Top of DATA TO EXAMINE

PR #381, opened 2026-08-16
fix: do not query jupyter-mcp-tools for an empty allowlist

### LINKED ISSUE #380: An empty allowed_jupyter_mcp_tools publishes every JupyterLab command as an MCP tool
## Problem

Setting `allowed_jupyter_mcp_tools` to an empty string publishes **every** registered JupyterLab command as an MCP tool, which is the opposite of what the setting reads as.

`Config.get_allowed_jupyter_mcp_tools()` returns `[]` for an empty value, and both consumers then build the query as `",".join([])`, which is `""`:

- `jupyter_mcp_server/server.py:1282` (`get_registered_tools`)
- `jupyter_mcp_server/jupyter_extension/handlers.py:183` (`MCPSSEHandler.post`, `tools/list`)

jupyter-mcp-tools filters only when the query is non-empty. Its request handler guards the filter with `if query:`, so an empty query skips filtering entirely and the response carries every registered command. Neither call site narrows the result afterwards, and in `handlers.py` the full set is then cached as `MCPSSEHandler._jupyter_tool_names`, the routing table used for `tools/call`.

The empty value reaches the config through the extension: `jupyter_extension/extension.py:155` assigns `config.allowed_jupyter_mcp_tools` directly, so it bypasses `set_config()`, which would otherwise drop `""` as an alias for `None`.

## Reproduction

Verified in a clean `python:3.12-slim` container against `6bb9e5a`, with a stand-in for `jupyter_mcp_tools.get_tools` that reproduces the `if query:` behaviour read from the installed 0.1.7 wheel, so no JupyterLab frontend is needed.

With `jupyterlab=True` and `config.allowed_jupyter_mcp_tools = ""`, `get_registered_tools()` registers all five commands offered by the stand-in, including `filebrowser_delete` and `terminal_open`. With `allowed_jupyter_mcp_tools = "notebook_run-all-cells"` it registers only that one.

## Expected

An empty allowlist enables no JupyterLab command, so none should be registered and jupyter-mcp-tools should not be queried for a filter it would ignore.

## Environment

- jupyter-mcp-server at `6bb9e5a` (main)
- jupyter-mcp-tools 0.1.7
- Python 3.12

ebarkhordar:
Fixes #380.

## Root cause

`Config.get_allowed_jupyter_mcp_tools()` returns `[]` for an empty `allowed_jupyter_mcp_tools`, and both consumers build their query as `",".join([])`, which is `""`. jupyter-mcp-tools guards its filter with `if query:`, so an empty query means no filter and the response carries every registered JupyterLab command. Neither call site narrows the result afterwards, and `MCPSSEHandler` caches the whole set as `_jupyter_tool_names`, the routing table used for `tools/call`.

The empty value reaches the config through `jupyter_extension/extension.py:155`, which assigns the attribute directly and so bypasses the handling of `""` in `set_config()`.

## Fix

Treat an empty allowlist the way JupyterLab mode being off is already treated, and skip the query. The existing `else` branch at each call site already produces no tools and an empty routing table, so this is one condition in each of `server.py` and `handlers.py`. A non-empty allowlist is unaffected.

## Verification

- `tests/test_allowed_jupyter_mcp_tools.py` is new: the empty and whitespace-only cases fail on `6bb9e5a` (all five commands from the stand-in register, including `filebrowser_delete` and `terminal_open`) and pass here, and the configured-allowlist case passes on both.
- Both suites in a clean `python:3.12-slim` container, this branch against a pristine worktree of main: `TEST_JUPYTER_SERVER=true` gives 436 passed against 434, `TEST_MCP_SERVER=true` gives 436 against 434, the difference being the two tests above. The one remaining failure and the error counts are identical on both sides, from integration fixtures needing a JupyterLab that container could not start.
- `ruff check` reports the same 56 findings on the two changed files before and after, and the new test file is clean.
- Not verified: no live JupyterLab frontend was involved, so the stand-in reproduces the filtering I read in the installed jupyter-mcp-tools 0.1.7 rather than exercising it. The new tests drive the `server.py` path, and the identical guard in `handlers.py` has no unit test.

One thing I left alone: with a non-empty allowlist, jupyter-mcp-tools matches each term as a substring of a tool's id or label, so the published set can still be wider than the allowlist. That is documented behaviour on its side, so narrowing it locally reads as your design call rather than a bug fix. I can add an exact-id filter at both call sites if you want one.

### DIFF
--- a/jupyter_mcp_server/jupyter_extension/handlers.py
+++ b/jupyter_mcp_server/jupyter_extension/handlers.py
@@ -156,23 +156,23 @@ class MCPSSEHandler(JupyterHandler):
 
                         logger.info(f"Querying jupyter_mcp_tools at {base_url}")
 
-                        # Check if JupyterLab mode is enabled before loading jupyter-mcp-tools
+                        # Check if JupyterLab mode is enabled before loading jupyter-mcp-tools.
+                        # An empty allowlist enables no command, and jupyter-mcp-tools applies
+                        # no filter to an empty query, so asking would return every command.
+                        from jupyter_mcp_server.config import get_config
+
                         context = ServerContext.get_instance()
                         jupyterlab_enabled = context.is_jupyterlab_mode()
+                        allowed_jupyter_mcp_tools = get_config().get_allowed_jupyter_mcp_tools()
                         logger.info(f"JupyterLab mode check: enabled={jupyterlab_enabled}")
 
-                        if jupyterlab_enabled:
+                        if jupyterlab_enabled and allowed_jupyter_mcp_tools:
                             # Define specific tools we want to load from jupyter-mcp-tools
                             # (https://github.com/datalayer/jupyter-mcp-tools)
                             # jupyter-mcp-tools exposes JupyterLab commands as MCP tools.
                             # Only tools listed here will be available to MCP clients.
                             # To add new tools, also update the list in server.py and
                             # see docs/docs/reference/tools-jupyterlab/index.mdx for documentation.
-                            from jupyter_mcp_server.config import get_config
-
-                            config = get_config()
-                            allowed_jupyter_mcp_tools = config.get_allowed_jupyter_mcp_tools()
-
                             logger.info(
                                 f"Looking for specific jupyter-mcp-tools: {allowed_jupyter_mcp_tools}"
                             )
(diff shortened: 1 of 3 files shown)


echarles (approved):
LGTM Thx @ebarkhordar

Bottom of DATA TO EXAMINE

*TASK STATEMENT:*
Only a number belongs in the answer: the number of lines in the preceding data that hold "info".

*COMPLETED TASK:*
3